Startup claims commercial vehicle insurance doesn’t work for policyholders or providers
Koffie Labs, a New York City-based insurtech startup focusing on commercial motor vehicle insurance, announced Tuesday morning that it has raised $4.5 million in two seed funding rounds led by Anthemis Group and Lerer Hippeau.
Ian White, chief executive officer, and Mike Dorfman, chief operating officer, founded Koffie in 2017. Dorfman has deep roots in the trucking industry, growing up and working in his family’s fourth-generation trucking and logistics insurance provider. White is an entrepreneur with previous tech startup experience.
Koffie Labs was born out of a simple fact about commercial vehicle insurance: It keeps getting more expensive for truckers, but it still isn’t profitable for insurers. One of the significant hurdles in trucking insurance is an outdated way of assessing and pricing risk, based on only the most general characteristics of a given fleet. Historically, risk has been assessed and insurance policies have been priced with little regard for the aftermarket telematics installed on a truck or the driver-assist technology built by the OEM.
By creating more detailed risk models based on approximately 100 characteristics of the physical trucks themselves, Koffie wants to give fleets credit for installing safety technology and control losses on the insurer’s side. White said the capital will be deployed in product development and hiring; Koffie currently has about 10 employees.
“Fundamentally we bring a wealth of data to the occasion, including 3 million truck crashes and 100 million federal inspections,” White said in an interview with FreightWaves. “So far, the industry has worked on heuristics, and it’s failed. Can we get more granular?”
Most insurance companies price coverage based on a trucking fleet’s operations in aggregate, but Koffie gets down to the specific vehicle level. Why does that matter? Because the safest trucks on the road are approximately three and a half times less likely to get into an accident resulting in bodily injury than an average truck, White said.
While traditional insurance carriers look at essentially one risk factor for the truck, one for the driver and one for operations, Koffie’s models take into account everything from axle configuration and make and model to crash avoidance technology, driver coaching and market- and vehicle-level operational data, White said, That allows Koffie to slice the trucking industry into 10 tranches of risk.
Developing unique risk profiles for every single physical truck and then surfacing patterns hidden in a vast lake of crash and inspection data is quite a task, but White and Dorfman want to also build significant automation inside the insurance operation itself.

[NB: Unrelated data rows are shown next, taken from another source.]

PR #13, opened 2015-11-05
[WIP][Feature] Authorization via Personal Access Tokens

mfraezz:
Purpose
=======
Provide a simpler way of authorizing than using cookies

Changes
=======
* Start screen UI updated to accept only PAT, with instructions on PAT generation
* Login method updated to use PATs

Side Effects
=========
* better `[(<local>, <remote>), ...]` tuple list creation logic
* better stop_loop logic
* more logging added

Notes
=====
* Tested to be functional on Mac and Windows
* TODO: better error handling related to login timeouts

[#OSF-5064]
[#OSF-5096]


osfoffline/views/start_screen.py
```diff
@@ -21,47 +31,65 @@ def __init__(self):
...
-            logging.warning('user doesnt exist. Creating user. and logging them in.')
-            user = User(
-                full_name=full_name,
-                osf_id=osf_id,
-                osf_login=user_name,
-                osf_local_folder_path='',
-                oauth_token=oauth_token,
-                osf_password=password
+            resp = yield from osf.make_request(url)
+        except (aiohttp.errors.ClientTimeoutError, aiohttp.errors.ClientConnectionError, aiohttp.errors.HttpBadRequest, concurrent.futures._base.TimeoutError):
```
abought: Split these into separate exceptions with different error messages depending on the nature of the problem

osfoffline/views/start_screen.py
```diff
@@ -21,47 +31,65 @@ def __init__(self):
...
+
+            else:
+                # Authentication failed, user has likely provided an invalid token
+                raise OSFAuthError('Invalid auth response: {}'.format(resp.status))
 
             self.close()
 
     def setup_slots(self):
-        self.start_screen.logInButton.clicked.connect(self.log_in)
+        logging.info('setting up start_screen slots')
```
abought: This is an internal behavior that isn't necessary for the user to see/ know about. Change the log level to "debug".

osfoffline/application/background.py
```diff
@@ -62,31 +62,30 @@ def get_current_user(self):
...
-
-        elif not self.loop.is_running():
-            logging.info('loop is stopped already. closing it')
-            self.loop.close()
-        else:
-            # stop loop when current tasks finish.
-            self.loop.call_soon(self.loop.stop)
-            logging.info('call_soon to loop.stop. will stop when polling/observing events finish.')
-            # todo: find better way?
+            logging.info('loop already stopped')
```
abought: This can be changed to either `logging.debug` or removed entirely as appropriate

abought: Dittio for other logging events throughout this PR; I'll try to avoid spamming with a comment on each.

osfoffline/application/background.py
```diff
@@ -62,31 +62,30 @@ def get_current_user(self):
...
             if close:
-                while not self.loop.is_closed():
-                    if not self.loop.is_running():
-                        self.loop.close()
+                logging.info('closing loop')
```
abought: This particular log statement may be unnecessary (log that it's closing if loop is closed)

mfraezz: Stopped isn't the same as closed. There's supposed to be a call to `self.loop.close()` below here, adding that.

osfoffline/polling_osf_manager/osf_query.py
```diff
@@ -19,8 +19,8 @@
 class OSFQuery(object):
     def __init__(self, loop, oauth_token):
         self.headers = {
-            # 'Authorization': 'Bearer {}'.format(oauth_token),
-            'Cookie': 'osf_staging={}'.format(oauth_token)
+            'Authorization': 'Bearer {}'.format(oauth_token),
+            # 'Cookie':'osf_staging={}'.format(oauth_token)
```
abought: Remove the line referencing cookie. If we want it back we can look at the git history.

osfoffline/views/start_screen.py
```diff
@@ -21,47 +31,72 @@ def __init__(self):
...
-                osf_password=password
+            resp = yield from osf.make_request(url)
+        except (aiohttp.errors.ClientTimeoutError, aiohttp.errors.ClientConnectionError, concurrent.futures._base.TimeoutError):
+            # No internet connection
+            QMessageBox.warning(
+                None,
+                "Log in Failed",
+                "Unable to connect to server. Check your internet connection or try again later."
+            )
+            self.hide()
```
abought: Hiding and reopening the window seems unnecessary. (and leads to a subtle flash on screen)

osfoffline/application/background.py
```diff
@@ -19,6 +19,7 @@ def __init__(self):
         self.paused = True  # start out paused
         self.running = False
         self.poller = None
+        self.observer = None
```
abought: Where in this PR is `self.observer` set to something other than None?

abought: Ah, I see: it was always going to be set later; this just makes sure we include this attribute as part of the definition of the class.

Very helpful- thanks! :octopus:

osfoffline/polling_osf_manager/osf_query.py
```diff
@@ -278,8 +277,9 @@ def make_request(self, url, method=None, params=None, expects=None, get_json=Fal
                 raise aiohttp.errors.BadStatusLine(response.status)
         elif 400 <= response.status < 600:
             content = yield from response.read()
-            error_message = '[status code: {}]:: {} @url '.format(str(response.status), str(content), str(url))
+            error_message = '[status code: {}]:: {} @url {}'.format(str(response.status), str(content), str(url))
             logging.error(error_message)
+            self.close()
             raise aiohttp.errors.HttpBadRequest(error_message)
```
abought: Ah- here is the place where the authorization error gets masked into a generic "Bad Request" exception.
(per our discussion of https://github.com/himanshuo/OSF-Offline/pull/13/files#diff-1d5902bdc5bcd3fa27c12b42ae6ff926R51)

Longterm this should be improved as it may mask edge cases. For now we'll leave it to ensure we can ship an MVP.

osfoffline/polling_osf_manager/osf_query.py
```diff
@@ -278,8 +277,9 @@ def make_request(self, url, method=None, params=None, expects=None, get_json=Fal
                 raise aiohttp.errors.BadStatusLine(response.status)
         elif 400 <= response.status < 600:
             content = yield from response.read()
-            error_message = '[status code: {}]:: {} @url '.format(str(response.status), str(content), str(url))
+            error_message = '[status code: {}]:: {} @url {}'.format(str(response.status), str(content), str(url))
```
abought: `.format` will handle type coercion; no need for the `str` calls.

osfoffline/views/start_screen.py
```diff
@@ -21,47 +31,68 @@ def __init__(self):
...
-            logging.warning('user doesnt exist. Creating user. and logging them in.')
-            user = User(
-                full_name=full_name,
-                osf_id=osf_id,
-                osf_login=user_name,
-                osf_local_folder_path='',
-                oauth_token=oauth_token,
-                osf_password=password
+            resp = yield from osf.make_request(url)
+        except (aiohttp.errors.ClientTimeoutError, aiohttp.errors.ClientConnectionError, concurrent.futures._base.TimeoutError):
```
abought: You can just import `TimeOutError` from `aiohttp.errors` directly (it's aliased to the same thing)

osfoffline/polling_osf_manager/polling.py
```diff
@@ -110,48 +110,21 @@ def make_local_remote_tuple_list(self, local_list, remote_list):
         assert None not in local_list
         assert None not in remote_list
 
-        combined_list = local_list + remote_list
-        sorted_combined_list = sorted(combined_list, key=self.get_id)
+        local_files = {}
```
abought: Himanshu has approved this rewrite, but we'll be sure to test the jeepers out of it. :shipit:

abought:
For a followon ticket, the personal access token input box should be treated as a password field. We want users to feel that we are taking security precautions.

osfoffline/views/preferences.py
```diff
@@ -147,8 +147,7 @@ def get_remote_top_level_nodes(self):
             if user:
                 user_nodes = []
                 url = api_url_for(USERS, related_type=NODES, user_id=user.osf_id)
-                # headers={'Authorization': 'Bearer {}'.format(user.oauth_token)}
-                headers = {'Cookie': 'osf_staging={}'.format(user.oauth_token)}
+                headers = {'Authorization': 'Bearer {}'.format(user.oauth_token)}
                 resp = requests.get(url, headers=headers).json()
                 logging.warning(resp)
```
abought: Followon comment: we should not need need to log the entire JSON payload to the console, much less as a warning.

osfoffline/views/start_screen.py
```diff
@@ -1,12 +1,22 @@
+import furl
+import aiohttp
```
abought: Per PEP8, move installed packages below standard library modules. (furl and aiohttp below asyncio etc)

Within each category of imports, generally try to keep the imports alphabetical, to make it easier to find if/where something is imported.

osfoffline/views/start_screen.py
```diff
@@ -21,47 +31,68 @@ def __init__(self):
...
+                "Invalid login credentials."
             )
-            user.logged_in = True
-            save(session, user)
+        else:
+            if resp.status == 200:
+                json_resp = yield from resp.json()
+                full_name = json_resp['data']['attributes']['full_name']     # Use one of these later to "Welcome {user}"
+                given_name = json_resp['data']['attributes']['given_name']   # Use one of these later to "Welcome {user}"
+                osf_id = json_resp['data']['id']
```
abought: Change this to use the RemoteUser class (which provides a centralized abstraction for parsing the data):
https://github.com/abought/OSF-Offline/blob/develop/osfoffline/polling_osf_manager/remote_objects.py#L25-25

osfoffline/views/start_screen.py
```diff
@@ -21,47 +31,68 @@ def __init__(self):
...
+
+                try:
+                    user = session.query(User).filter(User.osf_id == osf_id).one()
+                    user.logged_in = True
+                    save(session, user)
```
abought: This try/except block contains way too much stuff. It should only contain the query information sufficient to `find` the user- it should not mutate the user (change login state, save, etc).

osfoffline/views/start_screen.py
```diff
@@ -21,47 +31,68 @@ def __init__(self):
...
+                except MultipleResultsFound:
+                    logging.warning('multiple users with same username. deleting all users with this username. restarting function.')
```
abought: Is "deleting everything we know about that user" the best way to handle this problem? Wouldn't this cause a data integrity issue?

This is particularly important as we move to personal access tokens- if someone generates a new token, it's very possible to have the same user in the DB twice.

osfoffline/views/start_screen.py
```diff
@@ -21,47 +31,68 @@ def __init__(self):
...
+                        osf_id=osf_id,
+                        osf_login='',  # TODO: email goes here when more auth methods are added, not currently returned by APIv2
+                        osf_local_folder_path='',
+                        oauth_token=personal_access_token,
+                    )
+                    user.logged_in = True
+                    save(session, user)
+
+            else:
+                raise OSFAuthError('Invalid auth response: {}'.format(resp.status))
```
abought: This is an unhandled exception, which means the program will do bad things instead of informing the user that login failed. (compare to the case if it gets a particular bad request error code, here: https://github.com/himanshuo/OSF-Offline/pull/13/files#diff-1d5902bdc5bcd3fa27c12b42ae6ff926R46 )

The UI should not become unavailable if login fails- that

osfoffline/views/start_screen.py
```diff
@@ -21,47 +31,68 @@ def __init__(self):
...
+                except NoResultFound:
+                    logging.debug('user doesnt exist. Creating user. and logging them in.')
+                    user = User(
+                        full_name=full_name,
+                        osf_id=osf_id,
+                        osf_login='',  # TODO: email goes here when more auth methods are added, not currently returned by APIv2
+                        osf_local_folder_path='',
+                        oauth_token=personal_access_token,
+                    )
+                    user.logged_in = True
```
abought: The `user.logged_in` + `save()` code is duplicated along all these paths regardless of whether a user is found, and should be moved outside the try/except block.

osfoffline/views/start_screen.py
```diff
@@ -21,47 +31,68 @@ def __init__(self):
...
+                    save(session, user)
```
abought: Should we add error handling in the case that `save` (re)raises an exception?

osfoffline/views/start_screen.py
```diff
@@ -21,47 +31,68 @@ def __init__(self):
...
+
+            else:
+                raise OSFAuthError('Invalid auth response: {}'.format(resp.status))
 
             self.close()
 
     def setup_slots(self):
-        self.start_screen.logInButton.clicked.connect(self.log_in)
+        logging.debug('setting up start_screen slots')
+        self.start_screen.logInButton.clicked.connect(lambda: asyncio.get_event_loop().run_until_complete(self.log_in()))
```
abought: If I am reading this right, we've written very complicated code that makes an async request (to be non-blocking)... and then converted it into a blocking method?

It seems like there's an extra step there.

osfoffline/views/start_screen.py
```diff
@@ -21,47 +31,68 @@ def __init__(self):
...
-        # assumption: logged in user properly.
-        # assumption: all the fields needed for db are set
-        full_name = user_name
-        osf_id = user_name
-        oauth_token = password
-        # check if user already exists in db
-
+        logging.debug('attempting to log in')
+        personal_access_token = self.start_screen.personalAccessTokenEdit.text().strip()
+        url = settings.API_BASE + '/v2/users/me/'
```
abought: We may have to eat it on this pass... but for future methods, we should not put so much request / parsing/ database logic inside a UI callback- this isn't good separation of concerns, and this method is way more complicated than it probably needs to be.

abought:
CR pass complete. Biggest issues include data handling on error, and a few unraised exceptions.

Also some low-hanging code cleanup by using the shared data parsing class, and simplifying some unwieldy (and potentially buggy) try except blocks.

osfoffline/application/background.py
mfraezz: :+1:

osfoffline/views/start_screen.py
mfraezz: I find triangular import organization more visually appealing (each import line per section is longer than the previous), but can change it to alphabetical if it's very important to you.

osfoffline/views/start_screen.py
mfraezz: Is there a clean way to merge user accounts? If not, we should keep this the way it is and create an improvement ticket.

Also, I'm not certain that even that would create multiple users (as it's filtering by `user.osf_id`, not by `.oauth_token`), but I'm adding logic to update the `oauth_token` if necessary, to handle this case.

osfoffline/views/start_screen.py
mfraezz: Realistically, I don't think this is reachable. `.make_request` is going to raise an error almost all of the time if it's not a `200 OK`. I'll make even more sure of that and remove this `else`.

osfoffline/views/start_screen.py
mfraezz: What exception [c|w]ould it (re)raise? A user is being created here, and unless `session` is broken somehow, it shouldn't raise anything.

osfoffline/views/start_screen.py
mfraezz: When we have a week to make this into a MVP, picking of nits should come after fixing of bugs, at least IMHO.

osfoffline/views/start_screen.py
mfraezz: Need to 'unwrap' the coroutine or it will break everything.

osfoffline/views/start_screen.py
abought: Thanks. Sadly, while visual appeal is fun in personal code, this is about maintainability- triangular imports don't provide the level of predictability needed for code worked on by many people.

As one example, I recently reviewed a module that used `import module`, `from module import x`, and `import module as alias` in the same block. Had imports been ordered, that clutter could have been avoided.

If it makes you feel better, it's the wave of the future; Jetbrains recently made it the [default behavior](http://blog.jetbrains.com/pycharm/2015/09/announcing-the-pycharm-5-eap-opening/) in one of their products.

osfoffline/views/start_screen.py
abought: *nods* Code review isn't always about what we can do today- sometimes it's about ways we can improve for the future. I tried to avoid most nitpick comments and limit myself to a few broader points towards that end.

osfoffline/views/start_screen.py
abought: Post MVP comment:

Yeah... but as far as I can tell, the only reason it needs to be a coroutine is because it depends on `make_request`. 

By using an async method when we didn't need to, we effectively succeeded in making blocking code more complicated than it needs to be (and increased our debugging effort, as you found the hard way).

osfoffline/views/start_screen.py
```diff
@@ -21,47 +32,67 @@ def __init__(self):
...
+            # Invalid credentials
+            QMessageBox.warning(
+                None,
+                "Log in Failed",
+                "Invalid login credentials."
+            )
+        else:
+            json_resp = yield from resp.json()
+            remote_user = RemoteUser(json_resp['data'])
+            full_name = json_resp['data']['attributes']['full_name']     # Use one of these later to "Welcome {user}"
```
abought: This can be changed to `remote_user.name`. If you're going to use an abstracted data parsing class, use it consistently.

osfoffline/views/start_screen.py
```diff
@@ -21,47 +32,67 @@ def __init__(self):
...
+            given_name = json_resp['data']['attributes']['given_name']   # Use one of these later to "Welcome {user}"
+            osf_id = json_resp['data']['id']
```
abought: `remote_user.id`

osfoffline/views/start_screen.py
```diff
@@ -21,47 +32,67 @@ def __init__(self):
...
+            QMessageBox.warning(
+                None,
+                "Log in Failed",
+                "Invalid login credentials."
+            )
+        else:
+            json_resp = yield from resp.json()
+            remote_user = RemoteUser(json_resp['data'])
+            full_name = json_resp['data']['attributes']['full_name']     # Use one of these later to "Welcome {user}"
+            given_name = json_resp['data']['attributes']['given_name']   # Use one of these later to "Welcome {user}"
```
abought: Since there's now a use case for this value, add this to the `RemoteUser` class and eliminate this as a separate variable.

osfoffline/views/start_screen.py
abought: Good point on the improvement ticket. We have some everyday user-facing bugs to triage first, and then we can tackle edge cases that will *create* bugs later.

osfoffline/views/start_screen.py
```diff
@@ -21,47 +32,67 @@ def __init__(self):
...
+                    osf_local_folder_path='',
+                    oauth_token=personal_access_token,
+                )
+                user.logged_in = True
+                save(session, user)
+            else:
+                if not user.oauth_token == personal_access_token:
+                    user.oauth_token == personal_access_token
+                user.logged_in = True
+                save(session, user)
```
abought: The user.logged_in and save calls are still duplicated (see line 83); why not move outside the try-except altogether?

osfoffline/views/start_screen.py
abought: Anything that would force SqlAlchemy to raise an error- data not matching field types, transaction issues, etc. http://docs.sqlalchemy.org/en/latest/core/exceptions.html

If the database failed to save, we should notify the user that the login failed, and they should try again later. There should be a logging statement (logging.error) to indicate that the problem was something internal to the database, rather than a problem with user credentials.

abought:
A couple more exception handling notes/suggestions, and request to use the data parsing class consistently. Passing back, briefly.

(Please don't try to get to this tonight. I'm looking forward to sleeping)

osfoffline/views/start_screen.py
mfraezz: I don't necessarily take the default behaviour of PyCharm as best practice, but I'll do it anyway to appease the CR gods.

mfraezz:
It's here for you in the morning.

osfoffline/views/start_screen.py
abought: Best I can say is that it's a moderately absurd solution to a very absurd situation in our active codebase. I agree that in a perfect world, we could both go back to not caring. For now, at least we'll have company in the insanity. :)

osfoffline/views/start_screen.py
```diff
@@ -21,47 +32,63 @@ def __init__(self):
...
+                    osf_login='',  # TODO: email goes here when more auth methods are added, not currently returned by APIv2
+                    osf_local_folder_path='',
+                    oauth_token=personal_access_token,
+                )
+            else:
+                if not user.oauth_token == personal_access_token:
+                    user.oauth_token == personal_access_token
+
             user.logged_in = True
             save(session, user)
```
abought: The possibility of a database save leaving an exception is the last thing to be addressed. It may have been missed because the conversation built on an outdated diff; see email notification for the UI suggestion.

abought:
The `RemoteUser` object aliases full_name to `'name` (see class definition). Trying to actually run the code gives the exception below:

```
  File "/Users/andyboughton/code/cos/OSF-Offline/osfoffline/views/start_screen.py", line 108, in <lambda>
    self.start_screen.logInButton.clicked.connect(lambda: asyncio.get_event_loop().run_until_complete(self.log_in()))
  File "/usr/local/Cellar/python3/3.5.0/Frameworks/Python.framework/Versions/3.5/lib/python3.5/asyncio/base_events.py", line 342, in run_until_complete
    return future.result()
  File "/usr/local/Cellar/python3/3.5.0/Frameworks/Python.framework/Versions/3.5/lib/python3.5/asyncio/futures.py", line 274, in result
    raise self._exception
  File "/usr/local/Cellar/python3/3.5.0/Frameworks/Python.framework/Versions/3.5/lib/python3.5/asyncio/tasks.py", line 239, in _step
    result = coro.send(value)
  File "/Users/andyboughton/code/cos/OSF-Offline/osfoffline/views/start_screen.py", line 83, in log_in
    full_name=remote_user.full_name,
AttributeError: 'RemoteUser' object has no attribute 'full_name'
```

abought:
Al the Octopus waves you forward to CR2. :octopus: :checkered_flag:

osfoffline/views/rsc/gui/startscreen_gui/startscreen.ui
```diff
@@ -38,50 +38,48 @@
...
+      <width>421</width>
+      <height>111</height>
      </rect>
     </property>
     <property name="text">
-     <string>Password</string>
+     <string>Note: Additional login methods will be available later. 
+
+To generate a personal access token, go to 
+http://osf.io/settings/tokens/create/
```
chennan47: It will be better to make this a clickable link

Dorfman said that when he went to work in his family’s business, he was surprised to have to learn how to use a fax machine and a typewriter. The process of generating a quote for a carrier was labor intensive, carried out with pen and paper, and could take as long as 90 days, he said.
“I saw instances where we started a quote a quarter before a trucking company’s policy was expiring and still couldn’t find a home for it,” Dorfman said. “It was extremely frustrating from my perspective and the insurance company’s perspective and eventually led to insurance carriers pulling out of the market because they couldn’t get enough rate to make the business profitable. It felt like nobody was happy.” Koffie says that it can deliver truckers quotes for insurance in a day, partly by prepopulating 80% of a given carrier’s application through the data it’s already collected.
But in many ways, Koffie’s innovation comes back to assessing and pricing risk in a different way than the rest of the industry. White said that while fleets are sold new safety technology, like video telematics or driver-assist technology, the products often come with the promise that they will help lower the carrier’s insurance burden. But when the fleet owner shows off his new tech to an insurance provider and asks for a discount, he finds his rates haven’t budged.
“Foundationally, for me, insurance companies were fundamentally unable to differentiate a good trucking risk from a bad one,” Dorfman explained. “What I saw oftentimes was insurance carriers that weren’t specialized and didn’t really know how to underwrite it properly. There hasn’t been any innovation in decades in terms of underwriting factors and processes in this line. For us, the remedy is looking at fleets at a granular level and looking at safety technology. We’ve seen that work in personal vehicles for a long time, but a lot of those rating factors are simply left out of the equation [in trucking].”
By tracking more individual attributes for every truck and measuring the performance and risk of those trucks over time, White and Dorfman believe that Koffie will have an advantage over other insurance carriers as autonomous vehicle technology becomes more robust and widespread. Whereas traditional insurance providers will be tasked with creating an entirely new risk model that takes an emerging technology into account — a technology they haven’t gathered their own data on — Koffie sees AV technology as a suite of hardware and software technologies that it already assesses and prices independently.
“If we saw a vehicle five years into the future, we could break it down into hardware, software, ask ourselves where we’ve seen those things before and assess it against historical data that we already have,” Dorfman explained.
Koffie’s focus on commercial motor vehicle insurance is grounded in deep family history and a passion for all things trucking that even led the co-founders to enroll in truck driving school.
“The better you understand this 80,000-pound piece of metal, the better you can understand the price risk,” White said.